Stored data:
--------------------

PR #276, opened 2026-09-22
9/22/2026

kwcckw:


frame_2D_alg/agg_recursion.py
```diff
@@ -476,7 +476,7 @@ def add2F(F, n, merge=0):  # unpack for batching in sum2F
     F.m, F.d = val_(F.dTT,fd=1)
     if merge <2:
         F.N_ += (n.N_ if merge else [n])
-    if hasattr(F,'H') and getattr(n,'H',None): add_H(F.H, n.H, F)  # redundant to add_Nt?
+    if fH and hasattr(F,'H') and getattr(n,'H',None): add_H(F.H, n.H, F)  # redundant to add_Nt?
```
kwcckw, line 479: This add_H is redundant if we call add2F after the add_Nt in comb_Ft, while the other sections still need it. So i added fH to exclude this add_H from the add2F in comb_Ft instead.

frame_2D_alg/agg_recursion.py
```diff
@@ -506,7 +506,14 @@ def sum2G(ft_, fTT, root=None, init=1):  # finalize cluster
     if Lt:= G.Lt:  # rng+'sub+
         lm,lc,lr = Lt.m,Lt.c,Lt.r  # no levR = 1/len(L_): represented by c
         if gv_(lm*lc*wX - Av* (lr+1+cX)):  # mdecay(L_)-decay? sub+:
-            cross_comp(G, proj_L_(combinations(N_,2), G,lr, nexp=nexp+1), lr+1)
+            cluster_C(G, N_,lr,lc,nexp+1)  # cross_comp within the cluster_C
```
kwcckw, line 509: > Yes, replace typ. No, C_ never replaces G N_, it's only to get medoids.
I will check tomorrow

I guess we can have cluster_C here, but the xcomp in cluster_C may replace G.N_ with the deeper graphs formed from the medoids now.

frame_2D_alg/agg_recursion.py
```diff
@@ -506,7 +506,14 @@ def sum2G(ft_, fTT, root=None, init=1):  # finalize cluster
...
+            # cross_comp(G, proj_L_(combinations(N_,2), G,lr, nexp=nexp+1), lr+1)
+        elif gv_(lm*lc*wcN - Av*(lr+1+ccN)):        # CN: default, cluster old+new links regardless of xcomp
```
kwcckw, line 511: >  eval cluster with old+new links, regardless of xcomp:
>  CN/M, CC/D, parallel because it's all sub+, or CC -> med_ for CN?
>  unpack Gs if V < r+1: redundancy to stronger sub G_|C_? or partial unpack: exclude stronger sub G_|C_?

So it will be something like this? We apply cluster_N to N_ to form sub Gs, and unpack sub G if their g.m < g.r+1?

frame_2D_alg/agg_recursion.py
boris-kz: then it should be in else to add_Nt?

frame_2D_alg/agg_recursion.py
boris-kz: the eval above is for xcomp, CC | CN selection is separate

frame_2D_alg/agg_recursion.py
boris-kz: it should be CC if D else CN?

frame_2D_alg/agg_recursion.py
```diff
@@ -157,7 +157,7 @@ def comp_F(_F, F, ir=0, rL=None):
             L = len(Np_)-1
             tt = (rL.dTT*rL.c + ddTT*dF.c) / (rL.c+dF.c)
             if gv_(val_(tt,ttF) * (c/r) * (wF*L) - ave* (r+cF*L)):
-                if l: L_= [L for Np in Np_ for L in comp_F(*Np, r,rL=dF).N_]; TT,C,R = sum_vt(L_, wTT=ttF)
+                if l: L_= [L for Np in Np_ for L in comp_F(*Np, r,rL=dF).N_]  # TT,C,R = sum_vt(L_, wTT=ttF)  (we don't need this TT, C and R? Same as the L_)
```
boris-kz, line 160: don't remember where that came from, but we need an eval for xcomp here?

frame_2D_alg/agg_recursion.py
kwcckw: But add_Nt is optional to pack geometric params only? So it shouldn't be default in the else section?

frame_2D_alg/agg_recursion.py
kwcckw: > it should be CC if D else CN?

Okay right, so high variance G should run cluster_C to further refinement their nodes, while we need another separate eval for CN direct clustering. To eval for CN direct clustering, it should be eval based on their Rt to check on their new and old links?

frame_2D_alg/agg_recursion.py
kwcckw: But the eval is already based on gv_ above?

    if gv_(val_(tt,ttF) * (c/r) * (wF*L) - ave* (r+cF*L)):
    
It should be more direct without xcomp again if the gv_ eval is true, else we rerun xcomp on those pairs?

boris-kz: without xcomp, nothing happens

frame_2D_alg/agg_recursion.py
boris-kz: we need a conditional call to add_Nt inside add2F?

frame_2D_alg/agg_recursion.py
boris-kz: it's after but not dependent on xcomp

boris-kz: just tried Opus 5.5, it worked for 20 min:

I couldn't post the reply because this session doesn't have GitHub API access, so it's below ready to paste. Your two replies there set the structure, and the PR code breaks both. CC runs inside the xcomp check, and CN is the `elif` of that same check, so both depend on xcomp. I tested the key claims on small made-up graphs with a placeholder `sum2G`. The fixes compile.

---

The CC|CN choice should come after the xcomp block and not depend on it:

```python
if Lt:= G.Lt:  # rng+'sub+
    lm,lc,lr = Lt.m,Lt.c,Lt.r
    if gv_(lm*lc*wX - Av* (lr+1+cX)):  # xcomp eval only
        cross_comp(G, proj_L_(combinations(N_,2), G,lr, nexp=nexp+1), lr+1, fsub=1)  # +rim links, no cluster_N
    # recluster by old+new internal links, regardless of xcomp:
    nS = set(N_); tt,c,r = sum_vt(list({l for n in N_ for l in n.rim if l.N_[0] in nS and l.N_[1] in nS}))
    m,d = val_(tt,fd=1); r+=1  # +sub level
    if   gv_(d*c*wcC - Av*(r+ccC)): cluster_C(G, get_exemplars(N_,r,c), r,c, nexp+1)  # CC if D
    elif gv_(m*c*wcN - Av*(r+ccN)): cluster_N(G, get_exemplars(N_,r,c), r,c)  # else CN, reforms G.Nt
```

1. **`cross_comp` needs a `fsub=0` argument:** use `if not fsub and gv_(...): return cluster_N(...)`. Otherwise its own `cluster_N`, which is gated only by the new links, keeps CN dependent on xcomp and runs in addition to the CC|CN choice. The Bt der+ call and the CC medoid call keep `fsub=0`, because they cluster into a new level.

2. **Which links to evaluate:**
   - Not `Rt`: rims include links to nodes outside G.
   - Not `G.Lt`: it holds only the flood-fill links, and `cross_comp` replaces it with the new Lt.
   - Use G's internal rim links: all old plus new, including the negative ones that carry D.
   - With `fsub`, it may be better to extend `root.Lt` (`add2F(_Lt,Lt,1)`) than to replace it, since the new links are on the same level.

3. **`fin` is a global flag, and both settings break something:**
   - With `fin=1` in `add_Nt` (master), nested `cluster_N` skips every seed. So does frame agg+ after `sum2G(Fr)`, so both are dead.
   - With `fin=0` (this PR), a later exemplar that's already in a formed G re-clusters that G's members through the new sub+ links, which creates a duplicate G.
   - Also with `fin=0`, the nested flood-fill pulls in nodes outside G through their rims.
   - Both failures reproduce in a small test.
   - Fix: make `fin` local to each `cluster_N` pass, like `in_`, and add a scope check. Changed lines in `cluster_N`:
   ```python
   G_, Gt_, in_, fin_, nS = [],[],set(),set(), set(root.N_)
   if N in fin_ or (root.root and not N.exe): continue
   N_ = [N]; L_,B_ = [],[]; fin_.add(N)
   _N = L.N_[0] if L.N_[1] in fin_ else L.N_[1]; in_.add(L)
   if _N not in fin_ and _N in nS:
   N_ += [_N]; L_ += [L]; fin_.add(_N)
   _L_+= [l for l in _N.rim if l not in in_ and ((l.N_[0] in fin_) ^ (l.N_[1] in fin_))]
   ```
   After that, the `fin` assignments in `add_Nt` and `cluster_C` no longer matter.

4. **`sum2F`'s new `if typ == 3:` never runs for `nF='Nt'`**, because `typ` is 0 there. Consequences:
   - `cluster_N` no longer reforms `root.Nt`, so the `G_` from frame agg+ and from CC medoids is lost.
   - `add_Nt`'s `sum2F(n_, G)` now takes that branch whenever members' members are CNs. It replaces `G.Nt` with the grandchildren, which inverts the levels (confirmed in a test).
   - Fix: revert to `if nF=='Nt'` with `[Copy_(root.Nt, root=root)]`. In `add_Nt`, use `G.H += [sum2F(n_)]` with no root, so it isn't summed into G.
   - The manual pack in the CN branch is then redundant: `cluster_N`'s reform already puts N_ into `H[-1]` and sets `G.N_` to the sub-Gs.

5. **CC:**
   - Seed it with `get_exemplars`, not `N_`; right now every node is a seed.
   - Your point about medoids holds. The medoid `cross_comp → cluster_N(G)` would reform `G.Nt` with medoid graphs, which is the CC → med_ → CN chain.
   - After that, non-medoid members survive only in `H[-1]` and `root_`, because `oC_` is thrown away (the result of `sum2F(oC_,root,nF='Ct')` isn't assigned).
   - CC's frontier also comes from rims, so in sub+ it reaches nodes outside G and resets their `root_`/`_root_`.
   - Open question: keep CC inside G (filter by `nS`), or let it extend beyond G without those resets?

6. **Unpacking:** sub-Gs with V < r+1 must be unpacked before `cluster_N`'s reform (`sum2F(G_,root,nF='Nt')`), not after it. Members that aren't in any sub-G drop out of `G.N_` unless they're kept ("partial unpack").

7. **Scale:** `vd` from `val_` grows as Σ|d|·w·vm, while `vm` is bounded. So an absolute D check placed ahead of CN will mostly pre-empt CN. `sum_vt(..., fm=1)` puts m and d on comparable scales.

---

Sources: [[PR #276 thread r4074697683](https://github.com/boris-kz/CogAlg/pull/276/changes#r4074697683)](https://github.com/boris-kz/CogAlg/pull/276/changes#r4074697683), [[agg_recursion.py at PR head 45ac825](https://github.com/boris-kz/CogAlg/blob/45ac8259077a582c830395453805260f4d76821e/frame_2D_alg/agg_recursion.py)](https://github.com/boris-kz/CogAlg/blob/45ac8259077a582c830395453805260f4d76821e/frame_2D_alg/agg_recursion.py)

frame_2D_alg/agg_recursion.py
boris-kz: I think it should be

            if gv_(val_(tt,ttF) * (c/r) * (wF*L) - ave* (r+cF*L)):  # any sub-comp?
                if l:
                    rL.Nt = sum2F([L for Np in Np_ for L in comp_F(*Np, r,rL=dF).N_], root=rL)
                else:
                    if nF != 'Nt': [(F2N(_N),F2N(N)) for _N,N in Np_]  # convert for comp_N_ below
                    cross_comp(rL, proj_L_(Np_,2,r), r,dF,rL)  # root=2: N pair span computes decay?
?

frame_2D_alg/agg_recursion.py
boris-kz: so this fork should be in cross_comp, instead of CN only?

frame_2D_alg/agg_recursion.py
boris-kz: astra:
The nested `else` is correct. **The recursive results must populate `dF.N_`, not `rL.Nt`.**

In [[your proposed block](https://github.com/boris-kz/CogAlg/pull/276#discussion_r4077105905)](https://github.com/boris-kz/CogAlg/pull/276#discussion_r4077105905), replace the `if l` branch at line 160 with:

```python
                if l:
                    dF.N_ = [L for Np in Np_ for L in comp_F(*Np, r,rL=dF).N_]
```

Keep your relocated `else`.

The consumption chain is `comp_F` returns `dF` → `comp_N` packs it into `L.H[-1]` → `trans_cluster` reads each `tFt.N_`. Assigning `rL.Nt` leaves the returned `dF.N_` empty, so those trans-links cannot trigger merges. An isolated check produced eight links: your assignment exposed zero to that traversal; this replacement exposed all eight.

Also, **the extra `sum2F(..., root=rL)` would repeat accumulation**. Recursive `cross_comp` already updates the enclosing `dF` through its `rL` argument. There is an existing duplication to resolve there too: line 95 adds the new-link summary into `rL`, then line 97 adds `dF`, which already includes those links; `comp_N` subsequently sums the returned fork again. That changes the parent link’s `c` and `dTT`, hence its later clustering value.

opus 5.5:

The `else` move is right, but the Lt line isn't. At the moment `else` pairs with the `gv_` check, so `cross_comp` runs only when the check fails. When it passes, the non-Lt forks get nothing. That's a lost indent: the Feb–Mar versions had both branches inside the check.

I checked the problems below on two small made-up graphs, each with two members and one internal link.

**Problems with `rL.Nt = sum2F(...)`:**

1. **It produces the Nt fork's output again.**
   - The zip pairing ("same forks") dates from February, when `Lt.N_` held cross-fork dFs lined up by fork type; those now live in `Xt`.
   - `Lt.N_` is now links in flood-fill order, so zip pairs them arbitrarily.
   - Links have `nF='Nt'` by default, so `comp_F(_link, link)` goes down into their endpoints. `.N_` then collects member×member links.
   - In the test these were exactly the same 4 pairs that `comp_F(_N.Nt, N.Nt)` produces.
   - The actual der+ part, the link-vs-link ddTT in each dF_i, survives only when that endpoint sub-comp passes. Otherwise it's dropped.
2. **Nothing reads `rL.Nt`, and it gets overwritten.** `trans_cluster` resets `L.Nt,L.Bt,L.Ct` on links, and `F2N` overwrites `F.Nt`. In the recursive calls `rL` is the parent dF, where `.Nt` is a stray attribute. The other forks put their output in `dF.N_`, which goes through comp_N's `dn_` into `L.H[-1]`.
3. **It crashes on an empty list.** When `proj_L_` drops all endpoint pairs, `sum2F([])` raises IndexError at `N_[0]`. In the test, graphs far apart triggered it.

**Proposed:** drop the Lt special case and treat Lt as a link fork, the same as Bt:
```python
    if _F.nF == F.nF:  # sub-comp
        _N_,N_=_F.N_,F.N_; nF=F.nF
        if  _N_ and N_:
            Np_ = list(product(_N_,N_))  # pairs; Lt,Bt: links, Ct: centroids
            L = len(Np_)-1
            tt = (rL.dTT*rL.c + ddTT*dF.c) / (rL.c+dF.c)
            if gv_(val_(tt,ttF) * (c/r) * (wF*L) - ave* (r+cF*L)):  # any sub-comp?
                if nF != 'Nt': [(F2N(_N),F2N(N)) for _N,N in Np_]  # convert for comp_N below
                cross_comp(rL, proj_L_(Np_,2,r), r,dF,rL)  # -> dF.N_
```
In the test this gives link×link der+ in `dF.N_` (`comp_N` with `full=0`, i.e. `comp_derT` of `dTT[1]`), stored in the same place as the other forks. This also removes the unused `TT,C,R` that kwcckw asked about. The alternative, following your comment "no comp F.Lt: included in F.dTT?", is to skip the Lt sub-comp: `if _F.nF == F.nF and nF != 'Lt'`.

**Related changes this needs:**

4. **`cross_comp`'s dF path overwrites the parent link.** It runs `root.Lt = sum2F(L_, root, nF='Lt')` before the `if dF:` check. In the test this set `L.Lt` to the sub-links, and each fork overwrites it, so the last one wins. It also blends into `L`, then `add2F(rL,dF,2)` blends again, and comp_N's `sum2F(dn_,L)` a third time. Once the recursion is gone, `rL` is always that `L`, so:
   ```python
   Lt = sum2F(L_, None if dF else root, nF='Lt'); m,d,tt,c,r = Lt.m,Lt.d,Lt.dTT,Lt.c,Lt.r; FV_(CoF.get(),tt,c,r)
   if dF: add2F(dF,Lt,merge=1); return  # sub-links -> dF.N_; dF -> L once, via comp_N sum2F(dn_,L)
   root.Lt = Lt
   ```
   The cost is that the `tt` check for later forks no longer includes earlier forks' sub-comp results. That's minor.
5. **`trans_cluster` needs an Lt guard.** The comment "Lt doesn't form trans-links" is true now only because Lt's `dF.N_` is empty. With link×link links in it, add `if tFt.nF == 'Lt': continue`. Otherwise the root lookup on F2N'd links (`.root.root`) would merge graphs two levels up.
6. **The PR's `F.typ = 3` in F2N sends links back into their endpoints.** F2N'd links then pass `N.typ > 1` in `comp_N` and sub-compare their Nt, i.e. their endpoints. In the test that re-created the same 4 member pairs under the link-link comparison. With master's F2N, links keep their own typ and don't go down.

kwcckw: > The recursive results must populate dF.N_, not rL.Nt.

I would think the same. So the if section should be packing dF.N_ and their params?

        if gv_(val_(tt,ttF) * (c/r) * (wF*L) - ave* (r+cF*L)):  # any sub-comp?
            if l:
                L_= [L for Np in Np_ for L in comp_F(*Np, r,rL=dF).N_] 
                dF.N_,dF.dTT,dF.c,dF.r = L_,sum_vt(L_, wTT=ttF) 
            else:
                if nF != 'Nt': [(F2N(_N),F2N(N)) for _N,N in Np_]  # convert for comp_N_ below
                cross_comp(rL, proj_L_(Np_,2,r), r,dF,rL)  # root=2: N pair span computes decay?

frame_2D_alg/agg_recursion.py
kwcckw: Based on suggestion from opus 5.5:

      if Lt:= G.Lt:  # rng+'sub+
          lm,lc,lr = Lt.m,Lt.c,Lt.r
          if gv_(lm*lc*wX - Av* (lr+1+cX)):  # xcomp eval only
              cross_comp(G, proj_L_(combinations(N_,2), G,lr, nexp=nexp+1), lr+1, fsub=1)  # +rim links, no cluster_N
          # recluster by old+new internal links, regardless of xcomp:
          nS = set(N_); tt,c,r = sum_vt(list({l for n in N_ for l in n.rim if l.N_[0] in nS and l.N_[1] in nS}))
          m,d = val_(tt,fd=1); r+=1  # +sub level
          if   gv_(d*c*wcC - Av*(r+ccC)): cluster_C(G, get_exemplars(N_,r,c), r,c, nexp+1)  # CC if D
          elif gv_(m*c*wcN - Av*(r+ccN)): cluster_N(G, get_exemplars(N_,r,c), r,c)  # else CN, reforms G.Nt
          
          
Shouldn't be the cross_comp is after the cluster_C and cluster_N fork since the cross_comp should be using the sub Gs or Cs?

If the fork is in cross_comp, then it's actually more straight forward since we can just eval for xcomp here, and the forking will be done in cross_comp, as in one of our prior scheme. And now both forks should run recursively, and CC shouldn't be the termination fork right?

frame_2D_alg/agg_recursion.py
kwcckw: If we move it in add2F, i guess the add_Nt is only valid when we add Nt into G, but not the other Ct, Lt or Bt.

frame_2D_alg/agg_recursion.py
boris-kz: opus proposed removing l above:

    if _F.nF == F.nF:  # sub-comp
        _N_,N_=_F.N_,F.N_; nF=F.nF
        if  _N_ and N_:
            Np_ = list(product(_N_,N_))  # pairs; Lt,Bt: links, Ct: centroids
            L = len(Np_)-1
            tt = (rL.dTT*rL.c + ddTT*dF.c) / (rL.c+dF.c)
            if gv_(val_(tt,ttF) * (c/r) * (wF*L) - ave* (r+cF*L)):  # any sub-comp?
                if nF != 'Nt': [(F2N(_N),F2N(N)) for _N,N in Np_]  # convert for comp_N below
                cross_comp(rL, proj_L_(Np_,2,r), r,dF,rL)  # -> dF.N_

frame_2D_alg/agg_recursion.py
boris-kz: actually, we can unpack it in sum2F, 
astra:

    fC = any(m_)
    typ = 0 if nF=='Nt' else 2 if fC else N.typ  # Nt: summary only
    if fC: w_ *= np.array(m_)/sum(m_)  # differential initialization to break symmetry
    cls_ = [CF,CL,CL,CN]  # typ=2 CCs
        if i:
            TT += n.dTT*w; R+=n.r*w; n_ += (n.N_ if merge else [n])
            if 0 < typ < 3:
                if n.angl is not None: angl = copy(n.angl[0]) if angl is None else angl+n.angl[0]
        else:
            if 0 < typ < 3:
    F = (cls_[typ])(dTT=TT, c=C, r=R, nF=nF, typ=typ); F.N_ = n_
    if fC: F.m_,F.d_ = m_,d_; F.m,F.d = sum(m*c for m,c in zip(m_,c_))/C, sum(d*c for d,c in zip(d_,c_))/C; F.w=F.m
    else:  F.m, F.d = val_(TT,fd=1)
    if typ:
        if typ==3:
            N_ = F.N_; c_ = np.array([n.c for n in N_]); w_ = c_/c_.sum()
            yx_ = np.array([n.yx for n in N_]); F.yx = yx_.mean(axis=0)
            F.span = w_ @ np.hypot(*(yx_-F.yx).T) if len(N_)>1 else N_[0].span
            F.kern = np.zeros(4); F.root = root; angl = None
            for N,w in zip(N_,w_):
                N.fin = 0; N.root = F; F.root_ += N.root_
                F.kern += N.kern*w; F.box = extend_box(F.box,N.box)
                if N.angl is not None: angl = copy(N.angl[0]) if angl is None else angl+N.angl[0]
                add_H(F.H,N.H,F); add_H(F.Ct.H,N.Ct.H,F.Ct)
            if (n_:=[n for N in N_ for n in N.N_]):
                F.H += [sum2F(n_,nF='Nt')]; F.H[-1].root = F  # lower level, no member or root-value updates
            F.Nt.dTT = copy(TT); F.Nt.c = C; F.Nt.r = R; F.Nt.m,F.Nt.d = F.m,F.d
        else:
    if root is not None:
        F.wTT = root.wTT
        if nF=='Nt':
            F.H = copy(root.H) + [Copy_(root.Nt, root=root)]  # previous top level
            root.Nt = F; F.root = root; root.dTT=copy(F.dTT); root.m,root.d,root.c,root.r = F.m,F.d,F.c,F.r
        elif nF not in ('Ct','Rt'): add2F(root,F,2)
    if froot == 1 and typ!=3:
    if fC:
        for N, m, d in zip(N_, m_, d_): N.root_ += [[F,m,d]]
    return F

frame_2D_alg/agg_recursion.py
boris-kz: no, xcomp here is optional, to add rng+ Ls

frame_2D_alg/agg_recursion.py
boris-kz, line 86: update:

def cross_comp(root, pL_,r, dF=None,rL=None, fall=1, fsub=0):  # recursion root

    L_,N_ = [],[]
    for dist, dy_dx, _N,N, lc,lr, pTT,m,_,nexp in pL_:
        if _N != N and (fall or (m>0 and gv_(m*(lc*wN/(lr*cN)) - ave* (r+cN)))):
            Link = comp_N(_N,N, lr,lc, full=not dF, A=dy_dx, span=dist, rL=root)
            Link.nexp=nexp; Link.rTT = np.abs(pTT-Link.dTT) / eps_(Link.dTT)  # relative prediction error/oF
            L_+=[Link]; N_+=[_N,N]
    if L_:
        Lt = sum2F(L_,None if dF else root,nF='Lt')
        m,d,tt,c,r = Lt.m,Lt.d,Lt.dTT,Lt.c,Lt.r; v=FV_(CoF.get(),tt,c,r)
        if dF:  # comp_F: caller accumulates returned dF
            add2F(dF,Lt,merge=1); return
        root.Lt = Lt
        for N in (N_:= list(set(N_))): N.Rt = sum2F(N.rim,root=N,nF='Rt') if N.rim else CF(root=N,nF='Rt')
        if not fsub and v > ave and gv_(m * (c*wcN/(r*ccN)) * ((len(L_)-1)*wL) - ave):
            return cluster_N(root,get_exemplars(N_,r,c),r,c)  #-> CC,agg+

Opus:

Yes, the structure works. I ran it on the same small test graphs:

- **dF path (called from `comp_F`):** the link×link results go only into `dF.N_`, and `L.Lt` stays unset.
- **`fsub=1` path:** it sets `root.Lt`, updates `Rt` and skips `cluster_N`.

Four points:

1. **`rL` is now unused.** Drop it from the signature and change the call in `comp_F` to `cross_comp(rL, proj_L_(Np_,2,r), r, dF)`. If you drop it but leave `comp_F`'s call unchanged, the fifth positional argument lands in `fall`.

2. **The `cluster_N` gate has changed in two ways.**
   - **Weights:** `m` is `Lt.m` from `sum2F`'s `val_(TT,fd=1)`, which uses the default weights. Master used `val_(tt,ttcN)`, so the gate no longer uses `cluster_N`'s learned attribute weights.
   - **`v > ave`:** it isn't wrapped in `gv_`, so when it blocks, nothing is recorded in `gV_` for feedback. It's also mostly redundant. `v = val_(tt*ttX)*(c/r)` grows with `c`, so it exceeds `ave` whenever net match is positive. That's the same condition the `gv_` tests.

   Either use one gate:
   ```python
   if not fsub and gv_(val_(tt,ttcN) * (c*wcN/(r*ccN)) * ((len(L_)-1)*wL) - ave):
   ```
   or, if `v` is meant to mean "xcomp paid off", wrap it in `gv_` as well.

3. **With `fsub`, `root.Lt = Lt` replaces `G.Lt` with only the new nexp+1 links.** The links that formed G then drop out of three places: `G.Lt` itself, G's final `sum_vt([G.Nt,G.Lt,G.Bt])`, and later `comp_F` on `G.Lt`. If sub+ should add to `G.Lt` instead:
   ```python
   root.Lt = add2F(root.Lt,Lt,1) if fsub and root.Lt else Lt
   ```

4. **This assumes `comp_F` no longer has the recursive Lt branch.** If that branch stays, its inner dF values no longer reach the parent dF. They only got there through the `add2F(rL,dF,2)` you removed.

kwcckw: > no, xcomp here is optional, to add rng+ Ls

Okay, so we still need the CN and CC forks in sum2G, and cross_comp remains the same with cluster_N only?

      if   gv_(d*c*wcC - Av*(r+ccC)): cluster_C(G, get_exemplars(N_,r,c), r,c, nexp+1)  # CC if D
      elif gv_(m*c*wcN - Av*(r+ccN)): cluster_N(G, get_exemplars(N_,r,c), r,c)  # else CN, reforms G.Nt
     
But both forks above may reform G.N_ via the deeper recursion in sum2G?

boris-kz: Xcomp is CN only because that's always the starting point, but in sub+ we already have current-level N_

kwcckw: Yes, let me check the updated code again. So actually CC mainly is selecting medoid for xcomp now.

--------------------

Work instructions: Each line in the data that holds the string "empty" should be found and copied.

Task response:
The consumption chain is `comp_F` returns `dF` → `comp_N` packs it into `L.H[-1]` → `trans_cluster` reads each `tFt.N_`. Assigning `rL.Nt` leaves the returned `dF.N_` empty, so those trans-links cannot trigger merges. An isolated check produced eight links: your assignment exposed zero to that traversal; this replacement exposed all eight.
3. **It crashes on an empty list.** When `proj_L_` drops all endpoint pairs, `sum2F([])` raises IndexError at `N_[0]`. In the test, graphs far apart triggered it.
5. **`trans_cluster` needs an Lt guard.** The comment "Lt doesn't form trans-links" is true now only because Lt's `dF.N_` is empty. With link×link links in it, add `if tFt.nF == 'Lt': continue`. Otherwise the root lookup on F2N'd links (`.root.root`) would merge graphs two levels up.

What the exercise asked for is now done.